PR #2256, opened 2023-02-27
Introduce script to clone source tree

Ahrotahn:
This PR adds a new script to clone the Chromium source and updates the existing tasks for its use when tarballs are not available.  

`utils/clone.py` can be run without arguments but has a few available:
* `-o`, `--output`: By default the script will clone into a directory named `chromium`.  This flag allows you to set the output directory to an alternative.
* `-c`, `--custom-config`: The script will create a config file for gclient. This flag allows supplying a path to a substitute to be used instead. 
* `-p`, `--pgo`: The linux PGO profile is download by default. This flag changes the profile downloaded to one of the currently available ones: `linux`, `mac`, `mac-arm`, `win32`, `win64`

---

Google had made changes to their buildbots to only generate linux tarballs for a period then later reverted the changes.  This PR was started as a result of those changes.  This script can still be helpful even though the tarballs are now being generated again.  For example the recent 112.0.5615.121 release took nearly six hours for the tarballs to become available after the release announcement.  These changes would allow work to begin on new releases as soon as the new release's tag is made available.


teeminus:
Thanks for implementing the new process.

Do we still need the entry in the `downloads.ini` files?

I tried running the script on windows and I am currently stuck at `Running gsync`. For windows, we need to call `gclient.bat` instead of `gclient`. After fixing that, I am currently stuck with a problem in the file `depot_tools\git_cache.py`. The file expects `git.bat` as a git executable (or wrapper) for windows, which is not present (at least not on my machines). I manually fixed that, but I don't know how to fix that for automated builds.

I will report back once I got any updates on my progress.

Ahrotahn:
I'll add a check to run the .bat on windows.  We could make the clone script create the `git.bat` in the depot_tools folder or edit `git_cache.py` directly.  What change(s) worked for `git_cache.py`? Should that be `git` or `git.exe`?

Also it seems the docker image we used has updated to bullseye since we last made changes to it, so I'll have to specify buster to get the tasks to run.

teeminus:
I think the '.exe' suffix is not required, 'git' worked fine for me. But I think creating a simple 'git.bat' wrapper is the best solution as it does not require patching any files this early in the build process.

teeminus:
Which python version are you using? I get a lot of errors in the gclient scripts with python 3.10.4. It seems like some deprecated stuff has been removed in 3.10 which breaks the scripts.

teeminus:
So it turns out that we need to use a specific version of the `depot_tools` (`41a2d0f1a0173723f63ca2994e17c81eaf302b65`, see `src\DEPS`). When using that revision (and installing the packages `httplib2` and `six` using pip), gysnc finishes without any errors.

Now I am stuck with downloading the node modules, but I'll keep you updated once I figured out why it does not work.

Ahrotahn:
I had added httplib2 to the python requirements for cirrus and forgot to mention that.  I'll need to update the documentation to include it.  Maybe we should add a requirement check to the script.  I have six installed on my machine, but I didn't specify that in the requirements for the tasks.  I'll have to check if that is pulled in as a dependency for one of the other packages.  

The folder structure is like that because we need to have separate directories for depot_tools and gn.  We could instead create two directories: one for the chromium source and one that contains depot_tools and gn.  I find it to be a little tidier to have them in a single directory though since deleting that directory is all you would need to do to start fresh.  The chromium source directory is named 'src' by default but we could change that to something more convenient if needed.

teeminus:
I am totally fine with the new folder structure, I was just wondering as it differs from the tarball.

Thanks for adding my suggestions to the clone script, it works great. For the python executable, I don't think we need to use a different one for windows, just `python` should work (I will test that once my machine is stuck next time or finishes compiling).

For the `depot_tools`, I need to use a specific revision for windows as the current HEAD does not work. I wonder why this only affects windows so far, however, there is a revision listed in the DEPS file that works. For now I changed the script to do a full clone and check out the revision afterwards. The repo is not that big so it should not increase disk usage or fetch time that much.

Then I was wondering why the script clones `gn` manually, it's included in the chromium repo. Can't we use that?

Next step was to fix the pruning list. It took some time to compute the list (and fine tune it), but that worked well. I noticed, that my list contains more entries as before, but that might result from `gclient` runing on windows rather than on linux. Maybe those lists need to be platform specific now. A general question here: What is the purpose of the pruning process? I kept it for granted but now that I had some troubles with it I wondered why it's done in the first place. It deletes some executables that have to be (re-)downloaded manually after the pruning, which seems kind of counterintuitive.

The first compile attempt failed quite early as some sources were missing. But after adjusting the `gclient` config, that problem was gone too (at least for now, I am waiting for the compiling to finish right now). I think it's best here to have a config per target platform, as the platform is part of the config as well.

Again, thanks for your great work, I really appreciate it :)

PF4Public:
Will the difference in folder structer affect Linux, which could still use tarballs?

Ahrotahn:
>For the python executable, I don't think we need to use a different one for windows, just python should work (I will test that once my machine is stuck next time or finishes compiling). EDIT: Just python works fine for windows.

Great, that would simplify things.  I'll make an update to that once I get time.  

>For the depot_tools, I need to use a specific revision for windows as the current HEAD does not work. 

What fails when you try to use HEAD?  We could parse the commit, but that would complicate things a bit.  

>I noticed, that my list contains more entries as before, but that might result from gclient runing on windows rather than on linux. Maybe those lists need to be platform specific now.

Oof, I was hoping that would be something we could avoid.  But that might be due to:

>The first compile attempt failed quite early as some sources were missing. But after adjusting the gclient config, that problem was gone too

What adjustments were needed for your build?  

We *could* have the platform repos maintain their own lists, but the problem with that is non-linux contributors would need to make their changes on a linux clone which would complicate the process for them.  I think it would be better to have a single setup that would work for all desktop platforms if possible

>What is the purpose of the pruning process? I kept it for granted but now that I had some troubles with it I wondered why it's done in the first place. It deletes some executables that have to be (re-)downloaded manually after the pruning, which seems kind of counterintuitive.

It's mainly to prevent including a binary into the build that could potentially make unwanted connections or take unwanted actions.  Exceptions are sometimes made for build tools though.  So we should be able to add some exclusions for those that you are having to redownload if there's no easy way of having system versions of those tools.  

>Will the difference in folder structer affect Linux, which could still use tarballs?

It would, and so would the difference in the lists.  That is one of the trade-offs with this approach.  With the way the script is set up currently any platforms that want to build with the tarballs would need to maintain their own lists.  We could make the script replicate the tarball more closely but that requires ~4GB more data and would make the tasks take even longer.  It's still something we can experiment with if it ends up being too disruptive.  Cloning seemed like the best way to move forward considering how often Google's tarball bots have had issues, not to mention how long it takes them to get made when things are working properly.

PF4Public:
> Cloning seemed like the best way to move forward considering how often Google's tarball bots have had issues, not to mention how long it takes them to get made when things are working properly.

Please keep in mind that cloning significantly complicates packaging. There should be some kind of cache in order not to re-clone everything upon each update and that is not very easy with most packaging systems. I suggest keeping most compatibility to tars if possible.

teeminus:
Compiling succeeded :) The resulting package size differs only by a few bytes.


> What fails when you try to use HEAD? We could parse the commit, but that would complicate things a bit.

I don't know why, but now the current HEAD is working. I reverted all my changes, but couldn' reproduce the error... :/


> Oof, I was hoping that would be something we could avoid.

Well, having platform specific lists makes sense to me. I am not sure if `gclient` produces the same result on different platforms, so having a platform specific pruing list would prevent missed binaries. And as the pruning script gets the list as a parameter, changing the list is pretty easy.


> Exceptions are sometimes made for build tools though. So we should be able to add some exclusions for those that you are having to redownload if there's no easy way of having system versions of those tools.

Those exclusions could be part of the documentation on how to prepare new updates. Ideally as a list of `sed` statements, to make it even simpler.


> What adjustments were needed for your build?

<details>
<code>
--- a/utils/clone.py
+++ b/utils/clone.py
@@ -43,7 +43,6 @@ def clone(args):
                               "src/buildtools/linux64": None,
                               "src/buildtools/mac": None,
                               "src/buildtools/reclient": None,
-                              "src/buildtools/third_party/libc++/trunk": None,
                               "src/buildtools/third_party/libc++abi/trunk": None,
                               "src/buildtools/third_party/libunwind/trunk": None,
                               "src/buildtools/win": None,
@@ -70,7 +69,7 @@ def clone(args):
                             },
                           },
                         ];
-                        target_os = ['unix'];
+                        target_os = ['win'];
                         target_os_only = True;
                         target_cpu = ['x64'];
                         target_cpu_only = True;
</code>
</details>
I am not sure how to make the `target_os` platform dependant.



> Please keep in mind that cloning significantly complicates packaging. There should be some kind of cache in order not to re-clone everything upon each update and that is not very easy with most packaging systems. I suggest keeping most compatibility to tars if possible.

I agree, cloning makes the process more complicated. But it's faster than downloading and extracting the tar. And as you get a new tar for each new release, you have to download and extract that new tar anyways. Integrating the new clone script into the windows build script was pretty easy and required just minor changes.

Ahrotahn:
>Please keep in mind that cloning significantly complicates packaging. There should be some kind of cache in order not to re-clone everything upon each update and that is not very easy with most packaging systems. I suggest keeping most compatibility to tars if possible.

Yeah that's a consideration I've been keeping in mind. The clone directory won't be removed unless the user manually removes it, and that is essentially the cache in that case.  The good news is that the time and download amount is significantly reduced on subsequent clones.  

>I don't know why, but now the current HEAD is working. I reverted all my changes, but couldn' reproduce the error... :/

Hopefully it was just the missing libraries from before that were the problem.  It would make things a lot cleaner if we can use the latest commit.  

>I am not sure how to make the `target_os` platform dependant.

Removing the `target_` entries will make gclient use the host os and cpu settings.  The thing is that the tarball bots were always using linux-specific targets, so it *should* work with the ones I have set.  I included those targets so the source would be the same across platforms.  If you get the time try working with the unix target, it may have just been the removal libc++ that was causing the issue.  I'll remove that removal along with the other changes sometime today.

teeminus:
> Hopefully it was just the missing libraries from before that were the problem. It would make things a lot cleaner if we can use the latest commit.

I was able to reproduce the problem. It's pretty strange because it only occures when the clone script is called from within the windows build script, not when I call the clone script directly. I fixed that problem by using `sys.executable` to call the clone script inside the build script. We could use the for the clone script as well: `pyexe = sys.executable`. Works just fine.

> Removing the `target_` entries will make gclient use the host os and cpu settings. The thing is that the tarball bots were always using linux-specific targets, so it _should_ work with the ones I have set. I included those targets so the source would be the same across platforms. If you get the time try working with the unix target, it may have just been the removal libc++ that was causing the issue. I'll remove that removal along with the other changes sometime today.

I compared the clone results of `target_os = ['unix'];` and `target_os = ['win'];`. Turns out, they differ. So far, compiling works with `unix` too, but it has not yet finished. I don't know if we want to set the variable per platform. On the one hand, the PDO profile can be customized too, on the other hand it would add more complexity to the clone script.

teeminus:
Compiling succeeded with `target_os=['unix']` as well.

Ahrotahn:
Awesome!  I appreciate you taking the time to test these changes.  

I still need to update the documentation and experiment with some ideas to improve the time it takes the tasks to run.  Since the unix target works I might be able to add some exclusions to match up with the tarballs as well.

teeminus:
Thanks :-)

I am totally fine with generating the pruning list for windows manually for each release. I need to update the windows documentation anyways, so adding these steps is not a big deal.

Ahrotahn:
Standardizing the targets was my attempt at making it so that you wouldn't have to do that!  If you get the time, remove your existing source directory, do a new clone, and update the lists.  I'd be interested to see what changes were needed.  I'll add exceptions for any host-specific additions so that you can use the same lists.  

---

I've updated the script to remove the test data directories.  This shaves off ~2GB from the cache archive, which is more significant than I expected!

teeminus:
Removing of unused files failes for windows, as python cannot delete readonly files. I copied the windows fix from the pruning script, now it works fine.
<details>
<code>
--- a/utils/clone.py
+++ b/utils/clone.py
@@ -5,8 +5,9 @@ Module for cloning the source tree.
 """
</code>
<code>
 import sys
+import stat
 from argparse import ArgumentParser
-from os import chdir, environ, pathsep
+from os import chdir, chmod, environ, pathsep
 from pathlib import Path
 from shutil import copytree, copy, move
 from subprocess import run
@@ -209,11 +210,27 @@ def clone(args):
             for file in path.rglob('*'):
                 if file.is_file():
                     if file not in keep_files and file.suffix not in keep_suffix:
-                        file.unlink()
+                        try:
+                            file.unlink()
+                        # read-only files can't be deleted on Windows
+                        # so remove the flag and try again.
+                        except PermissionError:
+                            chmod(file, stat.S_IWRITE)
+                            file.unlink()
+                        except FileNotFoundError:
+                            pass
         for path in sorted(Path('src').rglob('*'), key=lambda l: len(str(l)), reverse=True):
             if not path.is_symlink() and '.git' not in path.parts:
                 if path.is_file() and ('out' in path.parts or path.name.startswith("ChangeLog")):
-                    path.unlink()
+                    try:
+                        path.unlink()
+                    # read-only files can't be deleted on Windows
+                    # so remove the flag and try again.
+                    except PermissionError:
+                        chmod(path, stat.S_IWRITE)
+                        path.unlink()
+                    except FileNotFoundError:
+                        pass
                 elif path.is_dir() and not any(path.iterdir()):
                     path.rmdir()
</code>
</details>

I updated the lists with a fresh clone, but there are differences. All of them are either windows binaries of removed folders.
image

Removed folders are:
- `third_party/android_rust_toolchain/toolchain/`
- `third_party/apache-linux/`

I have not tried (re-)compiling again (yet). Last time I had to update the list prior to compiling as pruning would fail otherwise.

Ahrotahn:
It seems like gclient is ignoring the overrides for cipd deps.  That's something else I'll have to look into.  
I had forgotten about the issues with readonly files.  I'll add a commit for that along with the other change once I get that sorted.

Ahrotahn:
So the changes to the tarball bot have been reverted:  [[4304241]](https://chromium-review.googlesource.com/c/chromium/tools/build/+/4304241)

I'll continue to work on this so that we have an alternative for when they have issues again or if they change their minds again, but I don't see any reason to make it the default if we can still use the previous method.

PF4Public:
So, would it be possible to make source clone and tarballs be interchangeable?

Ahrotahn:
Yes, though there would need to be some compromises.  These are the main differences currently:  

<details><summary>domain_substitution.list:</summary>

```
*/__pycache__/*
buildtools/third_party/libc++abi/trunk/CREDITS.TXT
docs/website/*
native_client/*
third_party/android_rust_toolchain/*
third_party/dawn/tools/*
third_party/depot_tools/*
third_party/freetype-testing/*
third_party/llvm/*
```
</details>

<details><summary>pruning.list:</summary>

```
*/__pycache__/*
buildtools/linux64/gn
buildtools/reclient/*
docs/website/*
native_client/*
third_party/android_rust_toolchain/*
third_party/apache-linux/*
third_party/checkstyle/checkstyle-all.jar
third_party/dawn/third_party/ninja/ninja
third_party/dawn/tools/*
third_party/depot_tools/*
third_party/devtools-frontend/src/third_party/esbuild/esbuild
third_party/freetype-testing/*
third_party/llvm/*
third_party/ninja/ninja
tools/luci-go/*
tools/resultdb/result_adapter
tools/skia_goldctl/linux/goldctl
```
</details>

Some of the paths should be able to be included into the clone without causing much impact, like the docs and libc++abi.  I would have to experiment to see how much overhead nacl and the some of the third-party repos would bring.  
We could also add some of the paths as exclusions instead, but it would probably be best to keep that to a minimum.  

The tricky ones are the pycache files and the files downloaded from cipd.  
The bots have `PYTHONDONTWRITEBYTECODE` set in an attempt to prevent generation of cache files, but there are subprocesses that don't inherit the environment causing some to still be included in the tarball.  
Setting the target in `.cipd_client_platform` should allow us to download the linux binaries to match the tarball, but that would take more resources when cloning only to be pruned out afterwards.  

One idea I have would be to create a new exclusion category that would exclude matching paths from being added to the lists, but would still be attempted to pruned during the pruning step.  This would be able to easily deal with the pycache files and possibly the paths for the binaries retrieved from the cipd.

Ahrotahn:
I've been experimenting with which dependencies make the largest impact and it seems like it's worth allowing the majority for tarball compatibility with two exceptions. The llvm sources are checked out at an unnamed commit so the full history needs to be retrieved. There's also a very large GPU testing repo that isn't used for builds.  

So I've implemented a new list of paths that are always pruned if they exist. This makes the updated lists compatible between the tarball and the source cloned with this script!  

Also, it seems that cirrus' cache archiving performs much better when the sources are added to an uncompressed tar file.  It shaves a few minutes off of a fresh clone and validating with a populated cache now takes half as long as using the tarball.  It also allows for better compression.  The cache archive is now ~1.6GB which is the same size as the tarball's cache.

PF4Public:
> I've also updated the checks to attempt using the tarball by default. A clone will be made if the tarball isn't available.

Does it mean that no changes will be needed for existing building workflows that use a tarball?

Ahrotahn:
>Does it mean that no changes will be needed for existing building workflows that use a tarball?

That's correct, both methods should now be interchangeable!

Ahrotahn:
These changes have worked for everything I've thrown at it, so I think it is ready for review.  I've rebased over the latest changes and squashed the commits.  I'll update the PR in a bit.

devutils/update_lists.py
```diff
@@ -74,6 +75,7 @@
     '*.woff',
     '*.woff2',
     '*makefile',
+    '*.profdata',
```
PF4Public, line 78: So, profdata will be permanently excluded unlike how it is now?

Ahrotahn: Yes, keeping it in the pruning list would require the pgo archive to be downloaded and extracted, only to later delete the file.  Not to mention that some people want to utilize pgo profiles in their builds and have been manually exempting the file already.

PF4Public (approved):

PF4Public:
@networkException Have you had any chance to glance through the changes in this PR?

networkException (approved):

networkException:
Managed to squeeze in a more in depth look at the changes :)

Besides a rebase to fix the conflicts I have no objections, thanks for the hard work Ahrotahn!

networkException (approved):

networkException (approved):

networkException (approved):

PF4Public:
> But it's faster than downloading and extracting the tar.

> The good news is that the time and download amount is significantly reduced on subsequent clones.

By chance did anyone measure the difference in time and download amount of extracting a tar and updating working dir from one version to another?

PF4Public:
@Ahrotahn Please rebase changes over the master once more.

PF4Public (approved):

PF4Public:
So after merging this PR anyone who was excluding (myself included, no pun intended) PGO profdata, no longer needs to do so, right?

Ahrotahn:
That's correct!

PF4Public:
Merging since there was a prior approval from @networkException

rany2:
Why was `third_party/llvm` added to the prune list by this change? Could you reconsider this as it breaks the build manifest for Flatpak on ARM64; I've worked around it for the time being but I would like to remain on equal footing with vanilla Chromium.

rany2:
@Ahrotahn It's not a huge deal, the workaround I settled on isn't that bad anyway (just saving the LLVM source under a different name and renaming back when we're ready to build). It is mostly down to the Flatpak build specifically not having a prebuilt llvm we can use for chromium.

◆ ◆ ◆ ◆ ◆ ◆ ◆

*ACTIVITY*: If a line of the records above contains the word "totally", count it; give only the total.

*SOLUTION FOR THIS EXERCISE*: 2